Movement Disorders

We set up a database (approx. 1500 patients). At this moment, a large NEMO/ZonMW-TOP project is running with the aim to use machine learning algorithms to classify different types of movement disorders using 3D-video, sensors and EMG activity.

In addition, good phenotyping is used to describe patients with different (rare) movement disorders, such as myoclonus dystonia, progressive myoclonus ataxia, task-specific dystonia (‘zwabberbeen’), ‘Noordzeeziekte’, and different metabolic disorders with movement disorders, such as Niemann Pieck disease. Phenotyping is focused on both motor and non-motor symptoms, such as psychiatry and cognition, and quality of life.

We discover new genes that underlie movement disorders and unravel the pathophysiology of and mechanisms behind several diseases. Our clinical deparment collaborates closely with the Dept. of Genetics, the Dept. of Biomedical Sciences of Cells and Systems (BSCS) and the Dept. of Nuclear Medicine & Medical Imaging (NMMI).

BSCS is doing a lot of research into iron storage diseases such as neuro-degeneration with brain iron accumulation (NBIA). In our genetic studies, we focus on network analyses of genes involved in movement disorders to determine new candidate genes. Electrophysiological studies give insight into the pathophysiology of tremor myoclonus and dystonia.

In collaboration with NMMI (fMRI and PET), we study the brains networks involved in different movement disorders (also part of the NEMO/ZonMW-TOP project).

Pathophysiology of Parkinson’s disease (PD) and personalised medicine, with a main focus on the gut-brain axis, the role of inflammation and the development of PD-related dementia and visual hallucinations. For this reason, the DUPARC cohort was started, which is a dopa-naïve de novo PD cohort with >150 participants, who are deeply phenotyped with MRI, dopaminergic- (F-DOPA PET) and cholinergic imaging (FEOBV-PET), gut microbiome analysis (16S and metagenomics), optical coherence tomography and neuropsychological examination, in combination with genotyping (GSA-MD and single cell RNA sequencing).

Lifelines-DEEP participants serve as valuable controls in this study design. Another line of research is related to the treatment of visual hallucinations by means of rTMS, using advanced techniques to image brain network connectivity, as a basis for rTMS treatment.

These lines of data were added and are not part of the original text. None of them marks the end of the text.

PR #1696, opened 2026-06-09
docs: warn against combining @RefreshScope with @ControllerAdvice beans

### LINKED ISSUE #1452: @RefreshScope and component-scanned @ControllerAdvice beans.
This is in 2.1.3.RELEASE, and Spring Boot 2.1.7.

Beans that are annotated with both @RefreshScope and @ControllerAdvice, and which are component-scanned (as opposed to explicit configuration) have their @ModelAttribute methods executed twice per incoming request, as opposed to once.  One of the executions is via the proxy, the other is direct.

Simple example:
```java
package test;

import org.springframework.boot.SpringApplication;
import org.springframework.boot.autoconfigure.SpringBootApplication;

@SpringBootApplication
public class TestMain
{
    public static void main(final String[] args)
    {
        SpringApplication.run(TestMain.class, args);
    }
}
```
----

```java
package test;

import org.slf4j.Logger;
import org.slf4j.LoggerFactory;
import org.springframework.beans.factory.annotation.Value;
import org.springframework.cloud.context.config.annotation.RefreshScope;
import org.springframework.web.bind.annotation.ControllerAdvice;
import org.springframework.web.bind.annotation.ModelAttribute;

import javax.servlet.http.HttpServletRequest;

@RefreshScope
@ControllerAdvice
public class TestAdvice
{
    private static final Logger logger = LoggerFactory.getLogger(TestAdvice.class);

    @Value("${test}")
    private String testConfigValue;
    
    @ModelAttribute
    public void adviceMethod(final HttpServletRequest httpServletRequest)
    {
        logger.info("advice method executed with " + testConfigValue);
    }
}
```
----

```java
package test;

import org.springframework.web.bind.annotation.GetMapping;
import org.springframework.web.bind.annotation.RestController;

@RestController
public class TestController
{
    @GetMapping(value = "/test")
    public String test()
    {
        return "test";
    }
}
```
---

Requests to the controller log as so:

2019-08-20 14:05:07.237  INFO 5156 --- [nio-8080-exec-5] test.TestAdvice                          : advice method executed with testvalue
2019-08-20 14:05:07.237  INFO 5156 --- [nio-8080-exec-5] test.TestAdvice                          : advice method executed with testvalue

Remove the @RefreshScope, and they log just once.

won-seoop:
## Summary

Closes spring-cloud/spring-cloud-config#1452

When a `@ControllerAdvice` bean is also annotated with `@RefreshScope` and is component-scanned, Spring MVC detects it in two ways: once through the scope proxy and once directly. This causes methods annotated with `@ModelAttribute` (and potentially other MVC lifecycle methods) to execute **twice per request**, which is a subtle and hard-to-debug behavior.

The recommended workaround (confirmed by @spencergibb in the issue) is to avoid putting `@RefreshScope` on the `@ControllerAdvice` and instead extract the refreshable configuration into a separate `@RefreshScope` or `@ConfigurationProperties` bean that the advice injects as a normal dependency.

Added a `WARNING` callout to the `@RefreshScope` section in `application-context-services.adoc` documenting this limitation and the recommended approach.

## Test plan

- [ ] Docs build with Antora renders the WARNING callout correctly
- [ ] Wording is consistent with maintainer guidance from the issue

### DIFF
--- a/docs/modules/ROOT/pages/spring-cloud-commons/application-context-services.adoc
+++ b/docs/modules/ROOT/pages/spring-cloud-commons/application-context-services.adoc
@@ -214,6 +214,10 @@ Specifically, anything that depends on those beans cannot rely on them being upd
 In that case, it is rebuilt on a refresh and its dependencies are re-injected.
 At that point, they are re-initialized from the refreshed `@Configuration`).
 
+WARNING: Do not combine `@RefreshScope` with Spring MVC lifecycle beans such as `@ControllerAdvice`.
+Spring MVC detects `@ControllerAdvice` beans both through the scope proxy and directly, which causes `@ModelAttribute` methods to execute twice per request.
+Instead, extract refreshable configuration into a separate `@RefreshScope` bean (or a `@ConfigurationProperties` bean) that your `@ControllerAdvice` injects as a regular dependency.
+
 NOTE:  Removing a configuration value and then performing a refresh will not update the presence of the configuration value.
 The configuration property must be present in order to update the value after a refresh.  If you are relying on the presence of
 a value in your application you might want to switch your logic to rely on its absence instead.  Another option would be to rely


ryanjbaxter:
I would like to confirm this is still an issue as the original issue is quite old

PR #1732, opened 2026-08-31
Update latest Spring Antora UI

ngocnhan-tran1996:
Spring Cloud Commons and the other Spring Cloud projects are still using the old Antora UI. The main difference is the navbar compared to [spring.io](https://spring.io/) and the reference docs.

If this is not intentional, I will create a PR to update the `doc-build` branch.


ryanjbaxter:
Thank you for opening this PR, but we have updated everything across all projects at this point

PR #1739, opened 2026-09-10
Respect discovery client order for reactive instance lookup

### LINKED ISSUE #1542: ReactiveCompositeDiscoveryClient does not respect discovery clients order
# Description
The current implementation of  `ReactiveCompositeDiscoveryClient` does not respect the order of discovery clients. Instead of returning results in the specified order, it returns the first non-empty Flux from the fastest responding client. This behavior differs from the non-reactive `CompositeDiscoveryClient`, which respects the order of discovery clients.

# Problem Analysis
The default behavior of `ReactiveCompositeDiscoveryClient` can lead to unexpected results when multiple discovery clients are configured with different priorities or when specific ordering is required for service discovery.

# Proposed Solution
To address this issue, a custom implementation of `ReactiveCompositeDiscoveryClient` can be provided. This implementation ensures that discovery clients are queried in the specified order and returns results from the first non-empty response.

### Author’s Note
_Although the author is not an expert in reactive Java, this solution appears to work correctly based on testing. Further review by experienced developers is recommended to ensure optimal performance and correctness._

```java
@Bean
@Primary
ReactiveCompositeDiscoveryClient reactiveCompositeDiscoveryClient(List<ReactiveDiscoveryClient> discoveryClients) {
    return new ReactiveCompositeDiscoveryClient(discoveryClients) {
        @Override
        public Flux<ServiceInstance> getInstances(String serviceId) {
            if (discoveryClients == null || discoveryClients.isEmpty()) {
                return Flux.empty();
            }

            return Flux.fromIterable(discoveryClients)
                    .concatMap(client -> client.getInstances(serviceId).collectList())
                    .filter(Predicate.not(List::isEmpty))
                    .next()
                    .flatMapMany(Flux::fromIterable);
        }
    };
}
```

# Usage Instructions
To apply this solution, exclude the default `ReactiveCompositeDiscoveryClientAutoConfiguration` and register the custom bean in your Spring configuration.

# Notes
- This implementation preserves the order of discovery clients.
- It collects results from each client sequentially.
- The first non-empty result is returned, respecting the configured order.

hutiefang76:
When a higher-priority discovery client responds slowly, `ReactiveCompositeDiscoveryClient` currently returns the faster lower-priority client's instances. This contradicts the ordering applied in its constructor and the behavior of `CompositeDiscoveryClient`.

Try the publishers in order with `switchIfEmpty`, falling back only when a client completes without instances. The result stays streaming and preserves all instances from the first non-empty client. The shared `CloudFlux` behavior is unchanged.

Fixes #1542.

Validation on JDK 21:

```sh
./mvnw -B -ntp -pl spring-cloud-commons -am test \
  -Dtest=ReactiveCompositeDiscoveryClientTests,ReactiveCompositeDiscoveryClientAutoConfigurationTests,CompositeDiscoveryClientUnitTests \
  -Dsurefire.failIfNoSpecifiedTests=false
```

14 tests passed, with formatting and Checkstyle checks enabled. The delayed-priority regression failed on the original implementation. Coverage also includes empty fallback, multiple instances, error propagation, and not subscribing to lower-priority publishers once a result is found. The full repository suite was not run.

Developed with Codex assistance; the diff and regression results were reviewed.

### DIFF
--- a/spring-cloud-commons/src/main/java/org/springframework/cloud/client/discovery/composite/reactive/ReactiveCompositeDiscoveryClient.java
+++ b/spring-cloud-commons/src/main/java/org/springframework/cloud/client/discovery/composite/reactive/ReactiveCompositeDiscoveryClient.java
@@ -16,14 +16,12 @@
 
 package org.springframework.cloud.client.discovery.composite.reactive;
 
-import java.util.ArrayList;
 import java.util.List;
 
 import reactor.core.publisher.Flux;
 
 import org.springframework.cloud.client.ServiceInstance;
 import org.springframework.cloud.client.discovery.ReactiveDiscoveryClient;
-import org.springframework.cloud.commons.publisher.CloudFlux;
 import org.springframework.core.annotation.AnnotationAwareOrderComparator;
 
 /**
@@ -51,11 +49,11 @@ public class ReactiveCompositeDiscoveryClient implements ReactiveDiscoveryClient
 		if (discoveryClients == null || discoveryClients.isEmpty()) {
 			return Flux.empty();
 		}
-		List<Flux<ServiceInstance>> serviceInstances = new ArrayList<>();
+		Flux<ServiceInstance> serviceInstances = Flux.empty();
 		for (ReactiveDiscoveryClient discoveryClient : discoveryClients) {
-			serviceInstances.add(discoveryClient.getInstances(serviceId));
+			serviceInstances = serviceInstances.switchIfEmpty(discoveryClient.getInstances(serviceId));
 		}
-		return CloudFlux.firstNonEmpty(serviceInstances);
+		return serviceInstances;
 	}
 
 	@Override
--- a/spring-cloud-commons/src/test/java/org/springframework/cloud/client/discovery/composite/reactive/ReactiveCompositeDiscoveryClientTests.java
+++ b/spring-cloud-commons/src/test/java/org/springframework/cloud/client/discovery/composite/reactive/ReactiveCompositeDiscoveryClientTests.java
@@ -16,12 +16,15 @@
 
 package org.springframework.cloud.client.discovery.composite.reactive;
 
+import java.time.Duration;
+
 import org.junit.jupiter.api.Test;
 import org.junit.jupiter.api.extension.ExtendWith;
 import org.mockito.Mock;
 import org.mockito.junit.jupiter.MockitoExtension;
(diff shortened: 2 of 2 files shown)


spring-cloud-commons/src/main/java/org/springframework/cloud/client/discovery/composite/reactive/ReactiveCompositeDiscoveryClient.java
```diff
@@ -51,11 +49,11 @@ public Flux<ServiceInstance> getInstances(String serviceId) {
 		if (discoveryClients == null || discoveryClients.isEmpty()) {
 			return Flux.empty();
 		}
-		List<Flux<ServiceInstance>> serviceInstances = new ArrayList<>();
+		Flux<ServiceInstance> serviceInstances = Flux.empty();
 		for (ReactiveDiscoveryClient discoveryClient : discoveryClients) {
-			serviceInstances.add(discoveryClient.getInstances(serviceId));
+			serviceInstances = serviceInstances.switchIfEmpty(discoveryClient.getInstances(serviceId));
```
ryanjbaxter, line 54: What happens if the user now wants the previous behavior?  For example it might be desirable in many cases to move to the next priority client if it returns and the higher priority client is still has not responded.  I don't necessarily think that would be a bad thing.

hutiefang76: That is a valid compatibility concern. With this patch, a slow or non-terminating higher-priority publisher delays or prevents fallback; the old race can return a lower-priority client's result in that situation. Applications may rely on that latency behavior even though the client list is sorted.

I suggest keeping the existing fastest-non-empty behavior as the default and making strict priority ordering opt-in, with tests for both modes. That would address #1542 without changing existing applications by default. Would a configuration property on the reactive composite auto-configuration be the preferred way to expose this, or would you rather keep it as a constructor-level option? I'll align the API choice before extending the patch.

ryanjbaxter: > Would a configuration property on the reactive composite auto-configuration 

Meaning you would have two different beans one for the existing behavior and another one for the new behavior that would be activated by a property?

PR #1743, opened 2026-09-19
Match never-reset-nested-types against the declared property type

kdelay:
## What

`resetProperties` checks the `spring.cloud.refresh.never-reset-nested-types` exclusion against the declared property type only for a writable property (gh-1740). A read-only property is tested against the runtime class of its value alone, and the exclusion is a name prefix match, so a value of a differently named subtype is not recognised: the rebind descends into it and resets its fields to the defaults of a fresh instance.

## Fix

Test the declared type once per property; keep the value check on the writable branch.

## Verification

Added a test with a read-only property declared as the excluded type holding a subclass instance. Reverting the fix fails it while the two existing tests pass. `./mvnw -pl spring-cloud-context test`: 235 tests, 0 failures, including javaformat and checkstyle.


spring-cloud-context/src/main/java/org/springframework/cloud/context/properties/ConfigurationPropertiesRebinder.java
```diff
@@ -290,10 +290,16 @@ private void resetProperties(Object bean, Object defaults, Set<Object> visited)
 			if ("class".equals(propertyName)) {
 				continue;
 			}
+			// A property whose declared type the user excluded is left alone whatever its
```
ryanjbaxter: I would put this inside the try block below

ryanjbaxter (commented):
Can you submit this against the 5.0.x branch?

kdelay:
Retargeted to 5.0.x: the commit is now cherry-picked onto 21ebbd8 (cf5b7a5), same tree change as before.

Re-verified on that base: reverting only `ConfigurationPropertiesRebinder` leaves `excludedNestedTypeIsNotResetWhenTheValueIsASubclass` failing (AssertionFailedError at line 101) with the other two passing; with the change all 3 pass.

spring-cloud-context/src/main/java/org/springframework/cloud/context/properties/ConfigurationPropertiesRebinder.java
ryanjbaxter: Please address this comment

kdelay:
Done in 7c6c856: the declared-type check now sits at the top of the try block instead of before it.

Re-verified on 5.0.x: reverting only `ConfigurationPropertiesRebinder` still leaves `excludedNestedTypeIsNotResetWhenTheValueIsASubclass` failing (AssertionFailedError at line 101) with the other two passing; with the change all 3 pass. `./mvnw -pl spring-cloud-context test` is 235 tests, 0 failures.

PR #830, opened 2025-06-23
Fix `MCP-Protocol-Version` fallback value

jonathanhefner:
Per 3d0eeb97b55f44274628a8f635ac095137791c25, the intended fallback value for the `MCP-Protocol-Version` header is `2025-03-26`.  It was accidentally changed to `2025-06-18` in d2cac4fd1420d4119624a001813df54fedaaa0ee.

---

@dsp-ant @bhosmer-ant  This is erratum for the `2025-06-18` spec.  Is there a particular way we want to handle this?


bhosmer-ant (approved):
Thanks for catching this!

For treatment studies, we focus on the improvement of deep brain nucleus stimulation (DBS) for dystonia using electrophysiological measurements pre-, per and post-operatively. In the near future, a NBIA treatment trial will start in close collaboration with BSCS.

Innovative treatments, with a main focus on advanced treatments in PD, disease modification and the role of pharmacogenetics. Our TULIP cohort consists of 160 GBA1 patients, part of a national GBA1 cohort of over 500 patients, in which the clinical course of the different mutations is established. The TULIP cohort is also the basis for new therapeutics, focussing on lysosomal hypo/dysfunction, in order to modify the course of PD.

At this moment, the use of medication in PD is based on trial and error, which has to become more personalised, using a medication passport for PD patients. This passport is now being created and tested, including all genetic variants of receptors and enzymes, involved in the dopaminergic and cholinergic treatment of PD patients.

Value-based healthcare in PD, with a focus on analysing the outcomes of a new organisational model on regional PD-care. Since 2017, PD care in Groningen is organised in ‘Punt voor Parkinson’ (PVP), which is a regional PD expertise center. ​This center offers all advanced therapies, and coordinates professional education and clinical research for the northern regions of the Netherlands. The concept of PVP is now extended to other regions as well. Analysis of the costs and benefits of this model, focussing on value instead of volume is now ongoing, and will serve to definitely establish this new way of organising PD care.